Pubblicato sul Dubbio

Ripreso da http://www.startmag.it il 7 dicembre

L’arrivo di Cerno e… il ritorno di Montanelli al Giornale

         Più dell’arrivo dal Tempo di Tommaso Cerno, sopravvissuto all’Espresso e all’esperienza di parlamentare del Pd dei tempi di Matteo Renzi, ho notato il ritorno del compianto Indro Montanelli come fondatore nella testata del Giornale. Un ritorno di cui Cerno nel suo editoriale di insediamento come direttore, succedendo ad un taciturno e malmostoso Alessandro Sallusti, si è voluto intestare il merito.

         “Essere liberali -ha scritto testualmente Cerno- non so cosa voglia dire, so però che per essere liberi si fa una gran fatica. E noi la faremo. Andremo laggiù, controcorrente. Per questo sotto la testata torna il nome di Indro Montanelli”. Che peraltro cominciava ogni giornata che il buon Dio gli regalava nell’avventura del Giornale, dopo il licenziamento dal Corriere della Sera e una breve ospitalità alla Stampa voluta personalmente dall’editore Gianni Agnelli, non trovava pace sino a quando non scorgeva l’argomento del suo  brevissimo Controcorrente in prima pagina. Dove – liquidava in poche battute il malcapitato di turno. O la situazione paradossale del giorno. Quelle poche parole o battute gli stavano più a cuore degli editoriali suoi o di altri. E gli procuravano le maggiori soddisfazioni. Ma anche i peggiori problemi, come quando colse in fallo l’allora segretario della Dc Flaminio Piccoli per “avere perduto la testa” in una riunione di partito e procurò brividi anche a Silvio Berlusconi. Che, da editore impegnato anche in altre attività, temendo ritorsioni mi telefonò in redazione, quasi disperato, per lamentarsene. E un po’ anche per legarsela al dito.

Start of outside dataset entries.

PR #3795, opened 2024-11-27
Fix: Properly calculate the reputation percentage

### LINKED ISSUE #3687: [Manage awards - QA] Incorrect percentage representation (~0%) when adding reputation awards.
## Steps to reproduce

1. Go to the "Manage reputation" action.
2. Add award.

## Expected behaviour

* The percentage change should accurately reflect the added reputation points.

## Actual behaviour

* The UI displays the percentage change as ~0%

image

rumzledz:
## Description

The calculation wasn't happening because this boolean check fails:

```js
typeof newPercentageReputation === 'number' && typeof percentageReputation === 'number'
```

It was failing because I guess that the real intention was to check if the values are numerically parsable. So I just tweaked it to set it free and reach its full potential 🪽

This is an issue on the Completed Action component as well so I fixed it there too.

BUT WAIT ✋🏻There's more!

I also updated the Completed Action form to handle the Manage Reputation Multi-Sig action. The Reputation motion's logic is that it shows the `<ManageReputationTableInMotion />` table when the motion hasn't finished yet. So I just did the equivalent of that for the Multi-Sig motion.

rep-calc

## Testing

1. Bring up the Manage Reputation form
2. Set it to Award reputation
3. Set the Member to ollie-orbit
4. Update the Change field
5. Verify that the percentage value shown for the Change field is (FINAL PERCENTAGE - ORIGINAL PERCENTAGE)
6. Keep track of the Change field percentage value
8. Submit the form
9. On the Completed Action component, verify that the percentage is correct based on the percentage value from the Change field

Resolves #3687

### DIFF
--- a/src/components/v5/common/CompletedAction/partials/ManageReputation/ManageReputation.tsx
+++ b/src/components/v5/common/CompletedAction/partials/ManageReputation/ManageReputation.tsx
@@ -57,6 +57,7 @@ const ManageReputation: FC<ManageReputationProps> = ({ action }) => {
   const { colony } = useColonyContext();
   const { nativeToken } = colony;
   const {
+    isMultiSig,
     isMotion,
     transactionHash,
     metadata,
@@ -66,12 +67,16 @@ const ManageReputation: FC<ManageReputationProps> = ({ action }) => {
     amount,
     fromDomain,
     annotation,
+    multiSigData,
   } = action;
+
   const { networkMotionState } = useGetActionData(transactionHash);
   const motionFinished =
     networkMotionState === NetworkMotionState.Finalizable ||
     networkMotionState === NetworkMotionState.Finalized ||
     networkMotionState === NetworkMotionState.Failed;
+
+  const multiSigFinished = multiSigData?.isRejected || multiSigData?.isExecuted;
 
   const isSmite = [
     ColonyActionType.EmitDomainReputationPenalty,
@@ -190,7 +195,7 @@ const ManageReputation: FC<ManageReputationProps> = ({ action }) => {
       )}
       {positiveAmountValue && (
         <>
-          {isMotion && !motionFinished ? (
+          {(isMotion || isMultiSig) && !motionFinished && !multiSigFinished ? (
             <ManageReputationTableInMotion
               isSmite={isSmite}
               amount={positiveAmountValue}
--- a/src/utils/reputation.ts
+++ b/src/utils/reputation.ts
@@ -6,6 +6,8 @@ import {
   getFormattedNumeralValue,
 } from '~shared/Numeral/index.ts';
 
+import { isNumeric } from './numbers.ts';
+
 export enum ZeroValue {
   Zero = '0',
   NearZero = '~0',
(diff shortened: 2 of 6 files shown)


mmioana (approved):
Nice nice nice @rumzledz the reputation percentage seems to properly update 🥇 

Screenshot 2024-11-28 at 09 28 46
Screenshot 2024-11-28 at 09 28 55
Screenshot 2024-11-28 at 09 29 30
Screenshot 2024-11-28 at 09 30 21
Screenshot 2024-11-28 at 09 30 28

@rumzledz I left a tiny refactoring comment so we don't duplicate the logic for computing the reputation percentage, but I'll approve this PR nonetheless 🙌

mmioana (approved):
Lovely, thanks for the supaaaa-fast refactoring @rumzledz 🥇 🤩 

Screenshot 2024-11-28 at 10 18 46
Screenshot 2024-11-28 at 10 19 03

src/components/v5/common/CompletedAction/partials/ManageReputation/ManageReputation.tsx
```diff
@@ -190,7 +195,7 @@ const ManageReputation: FC<ManageReputationProps> = ({ action }) => {
       )}
       {positiveAmountValue && (
         <>
-          {isMotion && !motionFinished ? (
+          {(isMotion || isMultiSig) && !motionFinished && !multiSigFinished ? (
```
davecreaser, line 198: This logic check works, but seems a little bit prone to false negatives if certain things change in the future. I think it would be neater as:

```ts
(isMotion && !motionFinished) || (isMultiSig && !isMotionFinished)
```

But, that's just personal preference so feel free to ignore me!

src/utils/reputation.ts
```diff
@@ -50,3 +52,11 @@ export const formatReputationChange = (
   const value = adjustConvertedValue(absoluteChange, decimals);
   return getFormattedNumeralValue(value, absoluteChange);
 };
+
+export const getReputationDifference = (
```
davecreaser, line 56: Nice to have this as a util!

A little question though - should we handle a case where both percentages are `ZeroValue.Zero`, in which case return `ZeroValue.Zero` instead of `ZeroValue.NearZero`?

davecreaser (approved):
Nice fix @rumzledz! Very neat. Just left a couple of very minor comments, but I'll leave those in your hands and approve.

Works great:

Screenshot 2024-11-29 at 11 45 13
Screenshot 2024-11-29 at 11 45 37

src/utils/reputation.ts
rumzledz: Hey @davecreaser ! If both values are `ZeroValue.Zero` / `"0"`, it will be parsed as numeric type `0` so in the end, the result will still be `0 - 0 = 0` 👌

davecreaser: Ahh of course of course, nice explanation! I completely ignored that of course `isNumeric` will return true for `ZeroValue.Zero`

rdig (approved):
The reputation percentage value shows correctly now. Nicely done.

Screenshot from 2024-12-03 20-08-03
Screenshot from 2024-12-03 20-08-15

Issue #3802, opened 2024-11-28
[Payments] A new validation error appears when the "From" field is left empty


olgapod:
## Steps to reproduce

1. Open any payment form.
2. Leave the "From" field empty.
3. Submit the form.
4. Observe the error message displayed in the validation section.

## Expected behaviour

* The error message should clearly state:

Ma per la rottura fra i due dovettero passare un bel po’ di anni, e di telefonate di sfogo, sino a quando la decisione dello stesso Berlusconi di fare politica e candidarsi direttamente persino alla guida del governo non si scontrò nel 1994 con la paura di Montanelli di perdere la propria libertà…. di indisciplina, chiamiamola così. Gi toccò di andarsene, sino a quando Cerno non gli ha oggi restituito i gradi di fondatore, appunto. La decisione potrebbe portargli fortuna.